Sometime after his 2nd birthday, we sat down and put all these documentary records into a handful of albums. They have not worn well, despite being protected from sunlight and extremes of temperature and humidity. The film quality must have been a reflection of the price. If we'd been serious about archiving his childhood, we'd have spent more, taken fewer pics and and thought more carefully about storage. It is also hard to remember in the digital age that the feedback was hopelessly deferred. You had to finish the whole film of 24 or 36 pics and then send the film for processing. It might be 2 or 3 weeks before you realised that you'd been clicking away with no film in the camera, or double exposing a film or just taking hopelessly over-exposed, badly lit or poorly composed snaps.
It's downhill after that. Photos were taken, developed, printed, viewed, shuffled, finger-printed, splotched with butter and put back in the shipping envelope. Periodically these envelopes were bundled into boxes and we've been toting this burden around or storing it under beds and the top of wardrobes for two more children and four more decades. In the 80s and 90s, photos-by-post companies were in hot competition - offering an extra set of prints for £1 or printing a 6 x 4 photo and two much smaller versions on the same paper. The idea being that you could send the extras to doting grandparents or the pals who was visiting at the time. Needless to say we rarely had enough friends to offload these surplus pics.

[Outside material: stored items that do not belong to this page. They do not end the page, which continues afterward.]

PR #393, opened 2016-06-07
call DSL containedIn without wrapping domain values in a List

lgdean:
Basically, I got tired of seeing `List(1, 2, 3)` everywhere; it felt like clutter.  So I added this to the DSL.

Overall I think it's a good idea, but I'm open to discussion of whether it's always good to use.  In particular, please give `V347` a look and decide what you think.  Hard to judge one's own code sometimes!

### DIFF
--- a/validation/src/main/scala/hmda/validation/dsl/PredicateCommon.scala
+++ b/validation/src/main/scala/hmda/validation/dsl/PredicateCommon.scala
@@ -41,6 +41,8 @@ object PredicateCommon {
     override def failure: String = s"not between $lower and $upper (inclusive)"
   }
 
+  implicit def containedIn[T](first: T, rest: T*): Predicate[T] = containedIn(first +: rest)
+
   implicit def containedIn[T](domain: Seq[T]): Predicate[T] = new Predicate[T] {
     override def validate: (T) => Boolean = domain.contains(_)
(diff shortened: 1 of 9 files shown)


nickgrippin:
I can definitely see how `V347` could be confusing.  Defining the `List` there makes it clear that we're only looking for 1 or 6, but if a user sees `containedIn`, they might wonder if we were looking for any values 1 through 6.

This might be a weird naming suggestion, but maybe `oneOf`?  It reads fairly well, and might be a bit clearer to the user.  I'm open to other suggestions though, or just keeping it as is.

kgudel:
I feel like its a nice way to clean things up a bit but I am all aboard with Nick. I also like `oneOf`.

lgdean:
I also like `oneOf`, and then I don't have to do the awkward first/rest thing with the args.  I'll leave it alone for a little while to give others a chance to weigh in while I review other PRs, because we have a lot of inventory right now.  (If nobody weighs in, that's fine, and I declare `oneOf` the consensus in that case.)

jmarin:
+0 from me. I see this as syntactic sugar, which _can_ be nice, but imho is not critical.

lgdean:
Renamed to `oneOf`; thanks for the suggestion!

nickgrippin:
LGTM

PR #394, opened 2016-06-07
minor cleanup: use states.keySet instead of .keys.toList

lgdean:
This change is not motivated by performance concerns (though it may be slightly better on that front). it just seems a bit cleaner.


nickgrippin:
Looks great!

And the duplicates often came in a separate envelope that might have finished in a different box or shuffled in with other related or unrelated photos in a desultory, partial, uncompleted project in the distant past.
Enter Dau.II wearing her red underpants over her blue tights to sit down and put some order on this chaos. She is a notorious light packer and simple lifer. I think she's figured that it's easier to work out who's who when her parents are alive than . . . later. After cleaning the cooker but before de-weeding the patio, this superhero of clutter [stand aside Marie Kondo] heaved the family photo archive from under her bed and started to put manners on it: "this picture of trees against a skyline for which nobody can hazard the GPS coordinates beyond: probably Ireland, possibly Northumberland, maybe 1980s? hmmm? we might ditch that??". And the goddamm dupes? The family are keen on jigsaws, it looks like we might have to rent a church hall, spread out all the photos face up on the floor and pair them off. I think we have agreed that
- the negatives are for the bin
- only one copy of each pic will be accepted to the archive
- pictures of clouds, feet and the inside of rucksacks will be discarded
- fuzzy, over-, double- or under- exposed prints = dump
- discard all but one of several similar pictures of the same person
- ugly babies of unknown ancestry = bin
- back-of-head shots, even if the President of Ireland = trash
- dilapidated cottages we didn't buy in the early 90s can be culled
Still and all, there is a good chance that these actual photographs will outlive the digital tsunami of really crap photos which we are currently contributing to.
It is appropriately ironic that this post includes zero pictures!